- [Records for processing]:
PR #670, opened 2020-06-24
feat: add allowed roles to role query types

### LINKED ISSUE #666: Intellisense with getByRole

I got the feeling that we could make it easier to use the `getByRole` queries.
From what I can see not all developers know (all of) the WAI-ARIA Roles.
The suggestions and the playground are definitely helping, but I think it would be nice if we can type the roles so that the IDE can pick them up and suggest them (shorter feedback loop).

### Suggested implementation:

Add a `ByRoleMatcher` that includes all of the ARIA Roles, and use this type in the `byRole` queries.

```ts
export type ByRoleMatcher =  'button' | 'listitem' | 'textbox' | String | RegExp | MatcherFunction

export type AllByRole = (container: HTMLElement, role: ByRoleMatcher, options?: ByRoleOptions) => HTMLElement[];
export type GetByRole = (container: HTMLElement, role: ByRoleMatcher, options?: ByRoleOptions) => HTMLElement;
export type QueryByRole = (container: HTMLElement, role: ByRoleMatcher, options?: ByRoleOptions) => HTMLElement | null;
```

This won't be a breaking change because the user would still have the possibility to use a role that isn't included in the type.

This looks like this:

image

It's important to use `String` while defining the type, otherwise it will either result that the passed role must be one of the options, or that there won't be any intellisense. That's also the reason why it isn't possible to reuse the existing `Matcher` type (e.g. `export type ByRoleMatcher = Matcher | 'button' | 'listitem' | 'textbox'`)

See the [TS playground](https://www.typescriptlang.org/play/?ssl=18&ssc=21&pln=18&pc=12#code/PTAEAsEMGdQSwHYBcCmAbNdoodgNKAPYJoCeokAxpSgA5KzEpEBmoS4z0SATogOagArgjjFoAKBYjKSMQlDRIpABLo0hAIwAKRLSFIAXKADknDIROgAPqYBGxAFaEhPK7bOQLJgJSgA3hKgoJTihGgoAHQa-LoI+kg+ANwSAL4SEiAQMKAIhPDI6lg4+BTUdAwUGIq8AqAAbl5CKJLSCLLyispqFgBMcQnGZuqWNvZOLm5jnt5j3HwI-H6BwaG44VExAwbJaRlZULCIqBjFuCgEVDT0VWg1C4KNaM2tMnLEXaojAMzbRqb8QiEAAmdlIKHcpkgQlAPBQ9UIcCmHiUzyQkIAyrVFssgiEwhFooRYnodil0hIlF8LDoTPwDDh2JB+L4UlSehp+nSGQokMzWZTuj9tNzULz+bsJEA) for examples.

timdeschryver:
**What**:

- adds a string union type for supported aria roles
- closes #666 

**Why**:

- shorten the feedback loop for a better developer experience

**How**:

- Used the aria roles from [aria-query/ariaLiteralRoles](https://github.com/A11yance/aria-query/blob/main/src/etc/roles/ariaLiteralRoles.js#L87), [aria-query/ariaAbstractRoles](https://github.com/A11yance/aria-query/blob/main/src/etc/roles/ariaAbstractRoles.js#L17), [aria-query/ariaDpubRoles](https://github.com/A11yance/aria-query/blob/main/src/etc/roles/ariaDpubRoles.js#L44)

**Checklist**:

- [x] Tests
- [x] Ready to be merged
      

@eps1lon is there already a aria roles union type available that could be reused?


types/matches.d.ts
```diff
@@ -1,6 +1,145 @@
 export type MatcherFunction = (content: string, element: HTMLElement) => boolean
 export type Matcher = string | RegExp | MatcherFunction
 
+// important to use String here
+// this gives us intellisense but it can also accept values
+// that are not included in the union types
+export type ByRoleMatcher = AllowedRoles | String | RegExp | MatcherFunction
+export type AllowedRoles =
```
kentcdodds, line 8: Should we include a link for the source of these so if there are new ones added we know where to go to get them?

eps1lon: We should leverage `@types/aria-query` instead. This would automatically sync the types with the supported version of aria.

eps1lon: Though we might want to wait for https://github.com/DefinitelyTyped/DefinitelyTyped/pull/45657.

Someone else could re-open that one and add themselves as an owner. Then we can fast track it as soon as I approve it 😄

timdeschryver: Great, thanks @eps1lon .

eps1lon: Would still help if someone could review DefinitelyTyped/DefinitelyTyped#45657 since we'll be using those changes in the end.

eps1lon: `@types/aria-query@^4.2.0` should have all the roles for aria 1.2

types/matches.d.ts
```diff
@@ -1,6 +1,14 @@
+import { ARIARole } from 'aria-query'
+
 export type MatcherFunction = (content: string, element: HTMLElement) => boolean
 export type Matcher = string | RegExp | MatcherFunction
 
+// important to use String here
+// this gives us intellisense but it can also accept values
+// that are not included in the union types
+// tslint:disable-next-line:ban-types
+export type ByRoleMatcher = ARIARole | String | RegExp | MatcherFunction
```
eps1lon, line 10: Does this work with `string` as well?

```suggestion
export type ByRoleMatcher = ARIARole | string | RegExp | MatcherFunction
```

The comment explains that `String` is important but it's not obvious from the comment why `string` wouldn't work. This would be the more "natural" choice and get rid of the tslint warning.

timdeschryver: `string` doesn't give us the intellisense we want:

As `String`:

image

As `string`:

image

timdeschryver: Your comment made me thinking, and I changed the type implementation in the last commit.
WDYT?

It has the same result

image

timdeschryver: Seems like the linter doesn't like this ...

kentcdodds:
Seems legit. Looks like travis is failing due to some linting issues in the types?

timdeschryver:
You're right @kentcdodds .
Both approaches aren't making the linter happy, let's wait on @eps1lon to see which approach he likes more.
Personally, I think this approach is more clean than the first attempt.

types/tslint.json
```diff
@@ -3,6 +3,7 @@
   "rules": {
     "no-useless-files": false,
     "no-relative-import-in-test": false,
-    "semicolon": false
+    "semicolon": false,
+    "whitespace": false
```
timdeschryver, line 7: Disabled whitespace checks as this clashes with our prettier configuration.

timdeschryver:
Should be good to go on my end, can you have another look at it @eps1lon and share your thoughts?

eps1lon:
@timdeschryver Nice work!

- [The task]: Every line above that has the string "listitem" needs to be copied.

- [Exercise result]:
export type ByRoleMatcher =  'button' | 'listitem' | 'textbox' | String | RegExp | MatcherFunction
It's important to use `String` while defining the type, otherwise it will either result that the passed role must be one of the options, or that there won't be any intellisense. That's also the reason why it isn't possible to reuse the existing `Matcher` type (e.g. `export type ByRoleMatcher = Matcher | 'button' | 'listitem' | 'textbox'`)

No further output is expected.